▶ **Problem to work on**: Please copy out the entries below exactly, beginning with the line that contains "karlb: We usually" and ending with the line that contains "- [x] Implement disclaimer at startup for MS, see", and include nothing outside that span.

▶ **Exercise inputs**:
PR #739, opened 2020-03-09
Add contract infos to registration script

palango:
Logs some more info during registration

### DIFF
--- a/src/raiden_libs/register_service.py
+++ b/src/raiden_libs/register_service.py
@@ -62,7 +62,7 @@ def main(
     The address that is registered is derived from the supplied private key.
     It also sets or updates the URL of the services deployment.
     """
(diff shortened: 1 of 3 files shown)


src/raiden_libs/register_service.py
```diff
@@ -62,6 +62,12 @@ def main(
     The address that is registered is derived from the supplied private key.
     It also sets or updates the URL of the services deployment.
     """
+    log.info("Web3 client", node_address=web3.provider.endpoint_uri)
```
karlb: We usually use `node_address` for raiden nodes, not ethereum nodes.
```suggestion
    log.info("Using RPC endpoint", url=web3.provider.endpoint_uri)
```

PR #742, opened 2020-03-24
Adds disclaimer at startup

### LINKED ISSUE #741: Add Disclaimers when starting up the PFS and the MS
## Description

state that I know the risks of running a pfs or a ms 

**So that I can**
not sue bble or any other party when things end up unexpectedly using the software for the alpha release.

## Acceptance Criteria

- [ ] Get disclaimer from legal department
- [x] Implement disclaimer at startup for MS, see [Raiden implementation](https://github.com/raiden-network/raiden/blame/develop/raiden/ui/cli.py#L563), together with a `--accept-disclaimer` cli option
- [x] Implement disclaimer at startup for PFS, see [Raiden implementation](https://github.com/raiden-network/raiden/blame/develop/raiden/ui/cli.py#L563), together with a `--accept-disclaimer` cli option
- [ ] Adjust Raiden Service Bundle to start with `--accept-disclaimer` or show disclaimer at start-up

Dominik1999:
Fixes #741 

We need a disclaimer at startup like in the Raiden Client for legal reasons. The disclaimer is a placeholder and subject to change. 

Do not merge. Things will break, since PFS and MS will restart and cannot automatically accept the disclaimer. We need to adjust the script.


src/monitoring_service/cli.py
```diff
@@ -57,9 +65,52 @@ def main(  # pylint: disable=too-many-arguments
     confirmations: BlockNumber,
     min_reward: int,
     debug_shell: bool,
+    accept_disclaimer: bool,
 ) -> int:
     """ The Monitoring service for the Raiden Network. """
     log.info("Starting Raiden Monitoring Service")
+    click.secho(
+        textwrap.dedent(
```
karlb: Could you put the disclaimer into a variable outside of this function? The code is a bit unpleasant to read with this big text inside it.

Dominik1999: yes, will do

src/pathfinding_service/constants.py
```diff
@@ -26,3 +27,37 @@
 
 MAX_AGE_OF_IOU_REQUESTS: timedelta = timedelta(hours=1)
 MAX_AGE_OF_FEEDBACK_REQUESTS: timedelta = timedelta(minutes=10)
+
+DISCLAIMER: str = textwrap.dedent(
```
palango: This still exists twice

Dominik1999: yes, I am unsure if we get 2 or just 1 disclaimer from Jim. I will adjust accordingly

Dominik1999:
> Is it sufficient to have it for MS and PFS, or do we need it for all executables?

We would need that for all executables to be used by third parties

karlb:
> > Is it sufficient to have it for MS and PFS, or do we need it for all executables?
>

▶ **Response to this task**:
karlb: We usually use `node_address` for raiden nodes, not ethereum nodes.
```suggestion
    log.info("Using RPC endpoint", url=web3.provider.endpoint_uri)
```

PR #742, opened 2020-03-24
Adds disclaimer at startup

### LINKED ISSUE #741: Add Disclaimers when starting up the PFS and the MS
## Description

state that I know the risks of running a pfs or a ms 

**So that I can**
not sue bble or any other party when things end up unexpectedly using the software for the alpha release.

## Acceptance Criteria

- [ ] Get disclaimer from legal department
- [x] Implement disclaimer at startup for MS, see [Raiden implementation](https://github.com/raiden-network/raiden/blame/develop/raiden/ui/cli.py#L563), together with a `--accept-disclaimer` cli option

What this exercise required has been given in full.